One man limit from this morning. Two bands that were shot were also last 5 digits, 42206 and 42207. Had three on the ground last flock that came in was a flock of 12, all banded, 2 didn't survive. Let me tell you that was one happy labrador. Keep the pictures coming. Everyones are awesome.


----------



## Cupped Honkers

Leo, those are awesome pics, I had the biggest smile on my face I have had in a long time. I think we should all take a step back and realize the little things that make hunts successful other than just harvesting geese. Thanks a bunch for sharing with us!!

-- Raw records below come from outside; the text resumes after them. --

PR #154, opened 2020-05-18
Drupal check followup - fix the-build's CI tests

becw:


becw:
@byrond and I referenced the version of drupal-check pinned in the-vagrant (https://github.com/palantirnet/the-vagrant/pull/64/files) and also a thread in the drupal-check issue queue that suggests pinning to a specific version rather than using the newest releases (https://github.com/acquia/blt/pull/4001).

PR #160, opened 2020-07-08
Remove drupal-check; we're now recommending upgrade_status instead.

becw:
My main concern about this change is that we're not replacing the functionality directly with upgrade_status, since it seems like that's the kind of thing you only install when you need it.

Thoughts?

### DIFF
--- a/.circleci/config.yml
+++ b/.circleci/config.yml
@@ -46,20 +46,6 @@ jobs:
           name: Configure URL in /etc/hosts
           command: echo 127.0.0.1 ${CIRCLE_PROJECT_REPONAME}.local | sudo tee -a /etc/hosts
 
-      # Note: phing and drupal-check have mutually exclusive requirements.
-      # It'd be better to add drupal-check as a dependency of the drupal project
-      # rather than as part of the virtual environment, but this will have to do
-      # for now. Also note, drupal-check is added as part of the-vagrant so it
-      # is available to run within our VM.
-      # Note 2: drupal-check is pinned to a known stable version.
-      - run:
-          name: Install drupal-check
-          command: |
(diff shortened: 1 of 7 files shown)


byrond:
@becw I agree that Upgrade Status probably isn't something we would include in The Build, because it's only useful for that one purpose. Deprecation warnings are only one component of Drupal Check, which also runs PHPStan for code analysis and style checking. If we have all the other functionality covered by `phpcs` and `phpmd`, maybe we could remove Drupal Check, but deprecation warnings can be useful outside the major upgrade path.

(Most of that above was me thinking through things, but it seems to me Drupal Check would be fine to leave in The Build. Maybe we should just add some documentation on how to disable it, if desired?)

becw:
Hmm, you're right -- we shouldn't remove this if it's still useful for that kind of thing!

eric-schmidt:
@becw @byrond This is actually causing issues when spinning up new sites, as it is not added to ddev, so I would say we could remove this. We'll also need to remove a few lines from drupal-skeleton as well: https://github.com/palantirnet/drupal-skeleton/pull/120.

If we do not want to remove this, we will need to add this package via composer, and update references to it in a few files in the codebase, which I'm happy to do if need be! I've got a good example to reference, as I did this for Hampshire 👍

byrond:
@eric-schmidt @becw my vote is to try and update Drupal Check and install it via Composer. The version we were using (1.0.9) is really old, so maybe the conflicts with Phing are no longer present? 🤞

eric-schmidt:
@byrond I was able to get Drupal Check working just fine in this manner for Hampshire, so I'm happy to try and get those changes replicated here 👍

eric-schmidt:
Since we've decided to still include drupal-check (see https://github.com/palantirnet/the-build/pull/181), I"m going to go ahead and close this outdated issue out 👍

PR #161, opened 2020-07-29
Require the MySQL 5.6 driver for Acquia projects.

becw:
### Testing instructions

1. composer create-project with palantirnet/drupal-skeleton: `composer create-project palantirnet/drupal-skeleton test-the-build dev-develop --no-interaction`
2. cd into your new site: `cd test-the-build`
3. require this branch of the-build: `composer require --dev palantirnet/the-build:dev-mysql-5.6-driver-for-acquia`
4. run the installer for the-build: `vendor/bin/the-build-installer`
5. when it prompts you for the hosting platform, type `acquia`
6. (you'll see an error since the installer doesn't have access to mysql -- that's normal and expected!)
7. now look at your composer.json -- the `drupal/mysql56` package should be included

You would still need to enable the driver after installing drupal (`drush en mysql56`).

### DIFF
--- a/targets/install.xml
+++ b/targets/install.xml
@@ -262,6 +262,15 @@
         <switch value="${build.host}">
             <case value="acquia">
                 <copy file="${build.thebuild.dir}/defaults/install_site/drupal/settings.acquia.php" todir="${build.dir}/${drupal.root}/sites/${drupal.site.dir}" />
+                <!--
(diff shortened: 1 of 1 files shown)


becw:
This is no longer needed since as of 8/5/2020 Acquia is provisioning MySQL 5.7 for new sites. See https://docs.acquia.com/cloud-platform/create/install/drupal9/.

I was out with my 7.5 month old lab this weekend and the people I was with wanted nothing to do with helping me train my dog and they were just obsessed with killing as many geese as they could even though I found the field and invited them. Very disappointing when you ask them to shoot one goose out of a flock and they cut 7. Very confusing for such a young dog. Pretty sad for people who have killed 100's of geese in their life.


----------



## Quacker Wacker

northerngoosehunter said:


> Quacker Wacker said:
> 
> 
> 
> I live in South Dakota, and some friends said there grandpa had some land that they have been seeing geese on and they said they had never been goose hunting. So i went for the heck of it and the first morning we set dekes in wheat and before sunrise heard quite a few cluking. When it got light nothing flew. at about 7:20 we say a flock in the distance fly up and then land so we went and jumped them getting the only four we got. Although we got four, it was nice to get out again and introduce them to waterfowling. Good Luck to Everyone!
> 
> 
> 
> ummm the season in South Dakota doesnt start until Sept 8th, either you may want to explain you were hunting in Nodak or else delete your post ASAP.
Click to expand...

Sorry i meant to sya i live in South Dakota and they had land in Minnesota. We hunted in Minnesota and there werent that many but enough to have a little fun. We hunted about 20 miles from Marshall.


----------



## Vandy

We went out on Sat Morning and shot 18. Charlie had scouted the field and secured permission. Sat morning the field was posted only to find out we got the ok from the farmer who works the ground but didnt own it. The owner, his son and nephew showed up. Luckily we combined forces/created friendships and shot some birds. Here are a couple pics.


----------



## Vandy

We didnt hunt yesterday but made it out for a Labor Day hunt. Charlie and I scratched out 5 birds and should of had 6 but I forgot to reload my gun and missed out in a honk at 10 yards while charlie was out exploring. The highlight of the day was shooting a band!!! It is an old style advise band so it will be interesting to see where it is from.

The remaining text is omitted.